Changes of Serum Gamma-Glutamyl Transpeptidase Values in Experimentally Induced Toxic Hepatitis, Obstructive Jaundice and Pancreatitis in Dogs

실험적으로 일으킨 개의 중독성(中毒性) 간염(肝炎), 폐쇄성(閉鎖性) 황달(黃疸) 및 췌장염(膵臟炎)에 있어서 혈청(血淸) Gamma-Glutamyl Transpeptidase치(値)의 변화

  • Seung, Won-Pyo (College of Veterinary Medicine, Seoul National University) ;
  • Choi, Hee-In (College of Veterinary Medicine, Seoul National University)
  • 승원표 (서울대학교 수의과대학) ;
  • 최희인 (서울대학교 수의과대학)
  • Published : 1983.04.30

Abstract

In order to assess the diagnostic aid of serum gammaglutamyl transpeptidase values in hepatitis, obstructive jaundice and pancreatitis, four groups of 14 health dogs were subjected to the gastric intubatin of $CCl_4$(1.5ml/kg of body weight), the ligation of common bile duct, the ligation of pancreatic ducts and the injection of chloroform(0.2ml/kg of body weight) in the parenchyma of the pancreas. Some serum enzymes serum glutamic pyruvic transaminase(SGPT), serum glutamic oxalacetic transaminase(SGOT), total bilirubin, amylase and lipase known to be indicative of hepatic and pancreatic diseases were monitored. In comparision of these enzymes, gamma-glutamyl transpeptidase(GGTP) valuers were determined in these dogs before and after the experimental procedures.
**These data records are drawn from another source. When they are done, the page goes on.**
PR #450, opened 2018-02-02
Fixes #15634 - RancherOS support

selmison:

PR #464, opened 2018-03-22
Fixes #15634 - RancherOS support

zozoh94:
I improved Semilson template to fix his own pull request : [](https://github.com/theforeman/community-templates/pull/450)

### DIFF
--- a/provisioning_templates/PXELinux/rancheros_pxelinux.erb
+++ b/provisioning_templates/PXELinux/rancheros_pxelinux.erb
@@ -1,0 +1,12 @@
+<%#
+kind: PXELinux
+name: RancherOS PXELinux
+model: ProvisioningTemplate
+oses:
+- RancherOS
+-%>
+DEFAULT rancheros
+
+LABEL rancheros
+  KERNEL <%= @kernel -%> rancher.state.dev=LABEL=RANCHER_STATE rancher.state.autoformat=[<%= host_param('install-disk') || '/dev/sda' %>] rancher.cloud_init.datasources=['url:<%= foreman_url('provision')-%>']
+  APPEND initrd=<%= @initrd -%>
--- a/provisioning_templates/snippet/rancheros_cloudconfig.erb
+++ b/provisioning_templates/snippet/rancheros_cloudconfig.erb
@@ -1,0 +1,52 @@
+<%#
+kind: snippet
+name: rancheros_cloudconfig
+model: ProvisioningTemplate
+snippet: true
+-%>
+#cloud-config
+hostname: <%= @host.shortname %>
+rancher:
+  network:
+    dns:
+      nameservers:
+<% if @host.subnet.dns_primary.present? or @host.subnet.dns_secondary.present? -%>
+<% if @host.subnet.dns_primary.present? -%>
+        - <%= @host.subnet.dns_primary %>
+<% end -%>
+<% if @host.subnet.dns_secondary.present? -%>
+        - <%= @host.subnet.dns_secondary %>
+<% end -%>
+<% end -%>
+      search:
+        - <%= @host.domain %>
+    interfaces:
+      eth*:
+        dhcp: true
+<% unless @host.subnet.respond_to?(:dhcp_boot_mode?) -%>
+      eth0:
+        address: <%= @host.ip -%>/<%= @host.subnet.cidr %>
+        gateway: <%= @host.subnet.gateway %>
+<% end -%>
+  console: debian
+ssh_authorized_keys:
+<%-
+users = @host.owner_type == 'Usergroup' ? @host.owner.all_users : [@host.owner]
+users.each do |user|
+  if user.respond_to?(:ssh_authorized_keys) && user.ssh_authorized_keys.any?
+    index = 0
+    user.ssh_keys.each do |key|
+      if index == 0
+-%>
+<%="  - #{key.type} #{key.ssh_key} #{key.comment}"%>
+<%-
+      else
+-%>
+<%="  - #{key.type} #{key.ssh_key} #{key.comment} - #{index}"%>
+<%-
+      end
+      index += 1
+    end
+  end
+end
+-%>
--- a/partition_tables_templates/empty.erb
+++ b/partition_tables_templates/empty.erb
@@ -1,0 +1,7 @@
+<%#
+kind: ptable
+name: Empty
+model: Ptable
+oses:
+- RancherOS
+-%>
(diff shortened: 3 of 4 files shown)


partition_tables_templates/rancheros_default_fake.erb
```diff
@@ -0,0 +1,8 @@
+<%#
+kind: ptable
+name: RancherOS default fake
+model: Ptable
+oses:
+- RancherOS
+%>
+# Not required for RancherOS provisioning.
```
lzap: This might be useful for the future, can you rename the file and rename it to simply "Empty". Then keep the RancherOS association, but do not put any text, it must render to empty string. To make sure there is not even a newline add the minus sign in the end:

```erb
<%#
kind: ptable
name: Empty
model: Ptable
oses:
 - RancherOS
-%>
```

provisioning_templates/PXELinux/rancheros_pxelinux.erb
```diff
@@ -0,0 +1,12 @@
...
+name: RancherOS PXELinux
+model: ProvisioningTemplate
+oses:
+- RancherOS
+-%>
+DEFAULT rancheros
+
+LABEL rancheros
+  KERNEL <%= @kernel -%> rancher.password='changeme' rancher.state.dev=LABEL=RANCHER_STATE rancher.state.autoformat=[/dev/xvda] rancher.cloud_init.datasources=['url:<%= foreman_url('provision')-%>']
+  APPEND initrd=<%= @initrd -%>
```
lzap: Foreman can provide root password via `<%= root_pass %>` but it will be in Linux crypt form (`$5$xxxx$yyyyyyy`), not sure if RancherOS accepts it in this form. Putting password via plaintext is something you do not want to do, this file is word-readable via TFTP! I suggest to delete whole `rancher.password='changeme'` part if the OS boots without it.

Device should be parametrized to make this template usable, your will only work for Xen, use this: `<%= host_param('autoformat_device') %>` or similar.

provisioning_templates/snippet/rancheros_cloudconfig.erb
```diff
@@ -0,0 +1,52 @@
+#cloud-config
```
lzap: Please put this line below the comment, it will work.

lzap (changes requested):
Couple of changes to have better default templates.

provisioning_templates/PXELinux/rancheros_pxelinux.erb
zozoh94: Rancher don't support crypted passwor I tried. So I will delete this parameter. I will be the responsability of the user to either have public keys confgured or add this parameter.

partition_tables_templates/rancheros_default_fake.erb
zozoh94: In a "empty.erb" file ?

provisioning_templates/PXELinux/rancheros_pxelinux.erb
lzap: Thanks, since it supports cloud-init this is not an issue actually.

provisioning_templates/PXELinux/rancheros_pxelinux.erb
```diff
@@ -0,0 +1,12 @@
...
+kind: PXELinux
+name: RancherOS PXELinux
+model: ProvisioningTemplate
+oses:
+- RancherOS
+-%>
+DEFAULT rancheros
+
+LABEL rancheros
+  KERNEL <%= @kernel -%> rancher.state.dev=LABEL=RANCHER_STATE rancher.state.autoformat=[/dev/xvda] rancher.cloud_init.datasources=['url:<%= foreman_url('provision')-%>']
```
lzap: The `/dev/xvda` is still unparametrized, can you add a param and default to this when not set?

lzap (changes requested):
Last comment about the hardcoded device name and we are good to go!

provisioning_templates/PXELinux/rancheros_pxelinux.erb
lzap: The line is a bit off now, can you add two leading spaces?

This would work as well: `<%= host_param('autoformat_device') || '/dev/vda' %>`

provisioning_templates/PXELinux/rancheros_pxelinux.erb
mmoll: The `install-disk` parameter should be re-used here, IMHO

provisioning_templates/PXELinux/rancheros_pxelinux.erb
mmoll: The `install-disk` parameter should be re-used here, IMHO

provisioning_templates/PXELinux/rancheros_pxelinux.erb
zozoh94: So install-disk or autoformat_device ?

mmoll: install-disk please, that variable is used in some other templates.

mmoll:
thanks, I try to test this over the weekend :+1:

lzap (approved):
Thanks I am not going to test this end to end, so if you don't get to it let's just merge.

zozoh94:
Wait before merging I will do some last tests to see if cloud-config work well.

lzap:
Thanks appreciated, let us know how it went. Preferably squash all commits into one before testing, so we all have the same SHA value.

zozoh94:
I merged commits in just one by rebasing called : Fixes #15634 - RancherOS support. I tried to put rancher password in cloud-config file a last time but unfortunately it seems impossible but everything works well with authorized_keys. I also figure out that there is no binary for wget inside RancherOS for template finishing but there is a curl one so I remplace the long wget command with "curl -sk". I also added a default autoformat_device which I forgot when I replaced autoformat_device param with install-disk.

So I think it's ok you can merge !

zozoh94:
Wait the finish template seems not working. I will find a fix.

zozoh94:
It's ok I delete the finish template because Rancher work with a provisioning each time there is a reboot. Rancher works on RAM and will just mount the device marked with the label RANCHER_STATE to keep docker images and persist cloud-config file.

mmoll:
superseded by GH-464

mmoll:
this is for sure not perfect, e.g. that eth* and eth0 is hardcoded, but it seems to work, so let's get this in and improve later :+1:

mmoll:
merged, thanks @zozoh94 and @selmison!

The results were summarized as follows: 1. In $CCl_4$ intoxication gorup, there were no significant changes in serum GGTP activities(mean: 6.0~14.6 IU/L). 2. In bile duct ligation group, serum GGTP activities shelved marked increases, beginning at postsurgical day 1 and rose the highest mean value(342.7 IU/L) on day 12. Then the activities never approached to the base-line values. 3. After the ligation of pancreatic ducts and the injection of chloroform in the pancreas, serum GGTP activities did not rise throughout the experiment. 4. SGPT:GGTP ratio did not increase in bile duct ligation group, but increase markedly in $ccl_4$ intoxication group. 5. The results indicated that serum GGTP values or SGPT:GGTP ratio could provide valuable indicators for differential diagnosis between hepatobiliary obstruction and hepatocellular disease.